It’s notable to me that even as Patts is wailing on him, Lomfon does not have the good sense to stop pushing. He keeps belligerently claiming that Tai is his soulmate even as Patts gets angrier and angrier and Tai yells for them to stop. He has fully dug in and he’s not backing down, and the only thing that stops him is Tai screaming to the universe and breaking their three way hearing loss connection (we will be talking more about this below).

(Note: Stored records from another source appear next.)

PR #2579, opened 2026-04-18
fix(kiloclaw): tighten checkout guardrails

jeanduplessis:
## Summary
Rejects invalid Kilo Pass upsell selections server-side while preserving standalone checkout promo-code support.

### Why this change is needed
The upsell flow allowed a monthly tier 19 selection to proceed with commit hosting even though that tier cannot fund the first commit period. This rule must be enforced on the server so invalid combinations cannot slip past UI checks. Promo-code support on standalone Stripe checkout also needed to remain intact after product clarified that spec requirement.

### How this is addressed
- Reject monthly tier `19` when paired with `hostingPlan='commit'` before creating a Stripe checkout session.
- Add regression coverage for the invalid monthly-19/commit combination and assert that no checkout session is created.
- Keep standalone Stripe checkout promo-code expectations aligned with product behavior while using intro pricing for the first-month discount.

## Verification
- `pnpm test -- apps/web/src/routers/kiloclaw-billing-router.test.ts`
- `pnpm typecheck`
- `pnpm format`

## Visual Changes
N/A

### Human Reviewer
- This PR is stacked on top of #2578. Review with that base in mind.
- Validate that the commit-hosting guard should stay tied to the current tier-to-credit relationship from the billing spec. If Kilo Pass pricing or included credits change, this validation rule will need to move with that policy.
- Validate that preserving promo-code support on standalone Stripe checkout is intended product behavior and matches the updated spec root PR.

### Code Reviewer Agent
<details>
  - Validation lives in `createKiloPassUpsellCheckout` and intentionally rejects before Stripe session creation.
  - Regression coverage was added in `apps/web/src/routers/kiloclaw-billing-router.test.ts` for the invalid monthly-19/commit path.
  - Followed `Kilo Pass Upsell Checkout` rule 4 from the billing spec and kept standalone checkout promo-code behavior aligned with updated product guidance.
</details>

### DIFF
--- a/apps/web/src/routers/kiloclaw-router.ts
+++ b/apps/web/src/routers/kiloclaw-router.ts
@@ -3334,7 +3334,7 @@ export const kiloclawRouter = createTRPCRouter({
         customer: stripeCustomerId,
         billing_address_collection: 'required',
         line_items: [{ price: priceId, quantity: 1 }],
-        allow_promotion_codes: false,
+        allow_promotion_codes: true,
         customer_update: { name: 'auto', address: 'auto' },
         tax_id_collection: { enabled: true, required: 'never' },
         success_url: successUrl,
--- a/apps/web/src/routers/kiloclaw-router.ts
+++ b/apps/web/src/routers/kiloclaw-router.ts
@@ -72,6 +72,7 @@ import {
 } from '@/lib/kiloclaw/stripe-price-ids.server';
 import { getStripePriceIdForKiloPass } from '@/lib/kilo-pass/stripe-price-ids.server';
 import { KiloPassTier, KiloPassCadence } from '@/lib/kilo-pass/enums';
+import { isKiloPassSelectionEligibleForKiloclawCommitUpsell } from '@/lib/kilo-pass/bonus';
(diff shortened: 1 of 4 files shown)


apps/web/src/routers/kiloclaw-router.ts
```diff
@@ -3411,6 +3411,12 @@ export const kiloclawRouter = createTRPCRouter({
       if (!stripeCustomerId) {
         throw new TRPCError({ code: 'BAD_REQUEST', message: 'Missing Stripe customer for user.' });
       }
+      if (input.hostingPlan === 'commit' && input.cadence === 'monthly' && input.tier === '19') {
```
RSO: Can't we base this on the actual number of credits granted under the plan? Otherwise, this will go stale if/when we ever update the tiers.

RSO (approved):
Approved to unblock, but please address my comment

apps/web/src/routers/kiloclaw-router.ts
jeanduplessis: I replaced the tier value guard with a shared helper, so the rule will now move with tier changes instead of going stale.

PR #2584, opened 2026-04-18
fix(kiloclaw): add activation-state billing contract

jeanduplessis:
## Summary
Adds explicit activation state to KiloClaw personal billing APIs and stops granting access before Stripe settlement completes.

### Why this change is needed
Stripe-created hosting rows exist before invoice settlement, but backend currently treats those rows as active access-granting subscriptions. That forces consumers to infer activation from status and funding fields, and it can unlock access before settlement converts the row into its activated credits-backed state. Backend contract needs to land first so UI follow-up can adopt one explicit field without mixing API and presentation changes.

### How this is addressed
- Added `activationState` to billing status subscription payloads and personal subscription list/detail payloads.
- Mapped `payment_source='stripe'` rows to `pending_settlement` and all other rows to `activated`.
- Updated shared access-state logic so pending-settlement rows do not grant subscription access.
- Preserved detached-row reprovision recovery by recognizing detached pre-settlement rows separately from access checks.
- Added router coverage for pending-settlement billing status, list/detail payloads, and access-gate denial.

## Verification
- `pnpm test -- apps/web/src/routers/kiloclaw-billing-router.test.ts apps/web/src/routers/admin-kiloclaw-user-router.test.ts`
- `pnpm typecheck`
- `pnpm format`
- No manual testing performed. Backend contract change only.

## Visual Changes
N/A

### Human Reviewer
- Validate stacked rollout boundary: this PR adds backend contract and access semantics only. Existing UI still ignores `activationState` until PR 7.
- Validate detached-row reprovision behavior: pending-settlement rows no longer grant access, but detached Stripe rows still bootstrap onto an instance when recovery logic needs them.

### Code Reviewer Agent
<details>

  - `getKiloClawSubscriptionActivationState()` treats `payment_source='stripe'` as `pending_settlement`, and `getKiloClawSubscriptionAccessReason()` now returns `null` for that state before status checks run.
  - `resolveDetachedAccessGrantingPersonalSubscription()` intentionally avoids the shared access helper now, because recovery still needs to detect detached pre-settlement rows even though they are not access-granting.
  - Payload additions land in `getBillingStatus`, `getActivePersonalBillingStatus`, `listPersonalSubscriptions`, and `getSubscriptionDetail`.
</details>


apps/web/src/lib/kiloclaw/access-state.ts
```diff
@@ -44,11 +45,22 @@ function subscriptionRecency(subscription: KiloClawSubscription): number {
...
+
+  return 'activated';
+}
+
 export function getKiloClawSubscriptionAccessReason(
   subscription: KiloClawSubscriptionAccessRecord | null | undefined,
   now = new Date()
 ): KiloClawAccessReason | null {
   if (!subscription) return null;
+  if (getKiloClawSubscriptionActivationState(subscription) === 'pending_settlement') return null;
```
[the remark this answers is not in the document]
jeanduplessis: Folded minimal UI compatibility into PR6 in 7775619b0. Pending-settlement rows now derive `bannerState = none` and `lockReason = null`, so this backend slice no longer shows subscribed banner or generic lock dialog before PR7 adds dedicated processing UI. Added unit coverage for both branches in `billing-types.test.ts`.

apps/web/src/app/(app)/claw/components/billing/billing-types.ts
```diff
@@ -175,6 +177,9 @@ export function deriveBannerState(billing: ClawBillingStatus): ClawBannerState {
 
 export function deriveLockReason(billing: ClawBillingStatus): ClawLockReason {
   if (!billing.hasAccess) {
+    if (billing.subscription?.activationState === 'pending_settlement') {
+      return null;
```
RSO, line 183: Why `null`, and not a specific string?

RSO (approved):

apps/web/src/app/(app)/claw/components/billing/billing-types.ts
jeanduplessis: In this instance we don't want the lock to show up in the UI because this is a temporary state in-between stripe webhook events.

So returning null means "there is no lock reason" and we shouldn't show anything in the UI.

I'll add a comment to the code to make this clear.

And then we get to the heartbreak, as Tai and Patts take off to have their own fight and Tien finally gets to say his piece. And when Tien starts crying and confesses his feelings, Lomfon finally seems to snap the fuck out of it and understand how monumentally he has fucked everything up. He blew it with Tai, he ruined any respect or detente he and Patts had between them, and he has hurt Tien deeply. Throughout this whole episode Lomfon is reckless and impulsive in the extreme, and it didn’t have to be this way. There was a smarter, more respectful way to go about figuring this out, but he chose this, and now he has to deal with the damage he has caused.
Patts
Hoo, boy. As my friends can attest, I have been waiting for weeks for Patts to finally lose his patience and snap, and boy did the show deliver today. Let’s do a quick review of Patts’ arc with Tai up until now:
After they were connected via hearing loss, Patts spent two years waiting for Tai to respond to him, uncertain why his soulmate was rejecting him
In the meantime, his long-term relationship fell apart because of the existence of the connection, with Nara ending things and leaving Patts alone and lonely
When Patts finally found Tai and learned they are soulmates, he also learned that Tai is having a crisis of faith, and the connection was a barrier for them rather than a help
He began dating Tai and focused all his energy on making him feel safe and secure in the relationship, sublimating his own needs along the way
He displayed supreme patience every time Tai progressed the intimacy in their relationship only to immediately retreat (both emotionally and sexually)
He helped Tai work through his trauma around his parents’ divorce and come to terms with his feelings about their soulmate bond, then carried him down a literal mountain
And then Patts finally got the commitment he’s been yearning for when Tai agreed to be his faen, said he wanted to be together forever, and declared himself ready to solidify their physical relationship
Note also that the show has previously seeded the idea that while Patts is generally a kind and patient person, he’s not a fucking saint. He has expressed some frustration with the barriers Tai keeps putting up between them, and we have heard from his exchanges with Nara that he has a temper that he is mostly able to keep under control, but sometimes gets away from him. We haven’t seen that yet, but everything in the story has been telling us it’s coming.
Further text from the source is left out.